__RAW DATA__
Issue #2001, opened 2020-04-28
PaintBrush: create from clipboard


engelju:
A huge use case of mine in MS Paint was to create a file from clipboard in paint, then edit it. I would use this mostly to annotate screenshots.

__EXERCISE DESCRIPTION__
Return each line above where the word "from" shows up.

__TASK RESPONSE__
PaintBrush: create from clipboard
A huge use case of mine in MS Paint was to create a file from clipboard in paint, then edit it. I would use this mostly to annotate screenshots.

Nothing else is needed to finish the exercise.